==== Dataset entries ====

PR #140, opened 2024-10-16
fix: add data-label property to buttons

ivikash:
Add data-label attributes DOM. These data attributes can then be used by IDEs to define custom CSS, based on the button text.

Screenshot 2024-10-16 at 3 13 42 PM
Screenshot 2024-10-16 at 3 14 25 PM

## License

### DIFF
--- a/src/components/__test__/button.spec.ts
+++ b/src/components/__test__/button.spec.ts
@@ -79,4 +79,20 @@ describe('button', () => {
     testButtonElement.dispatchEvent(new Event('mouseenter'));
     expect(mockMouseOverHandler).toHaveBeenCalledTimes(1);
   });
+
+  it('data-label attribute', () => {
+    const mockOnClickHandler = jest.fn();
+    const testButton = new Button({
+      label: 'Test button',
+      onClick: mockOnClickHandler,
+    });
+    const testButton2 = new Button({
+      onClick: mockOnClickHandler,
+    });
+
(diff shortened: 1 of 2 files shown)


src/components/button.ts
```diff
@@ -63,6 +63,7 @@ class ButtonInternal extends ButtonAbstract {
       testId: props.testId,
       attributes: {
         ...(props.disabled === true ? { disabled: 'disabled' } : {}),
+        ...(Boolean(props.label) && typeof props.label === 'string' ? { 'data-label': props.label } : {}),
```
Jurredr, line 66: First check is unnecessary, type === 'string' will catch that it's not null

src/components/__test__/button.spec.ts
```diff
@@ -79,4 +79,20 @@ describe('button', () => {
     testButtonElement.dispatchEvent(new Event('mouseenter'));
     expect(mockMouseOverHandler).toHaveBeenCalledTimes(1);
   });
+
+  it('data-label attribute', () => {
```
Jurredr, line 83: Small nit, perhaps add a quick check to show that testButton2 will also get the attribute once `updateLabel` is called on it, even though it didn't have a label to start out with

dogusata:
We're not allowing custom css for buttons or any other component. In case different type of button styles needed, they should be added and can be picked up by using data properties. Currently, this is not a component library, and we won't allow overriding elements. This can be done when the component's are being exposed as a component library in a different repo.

====

# Instructions to follow
Across the data above, how many lines contain the string "label"? Reply with the number and nothing else.

# Result
7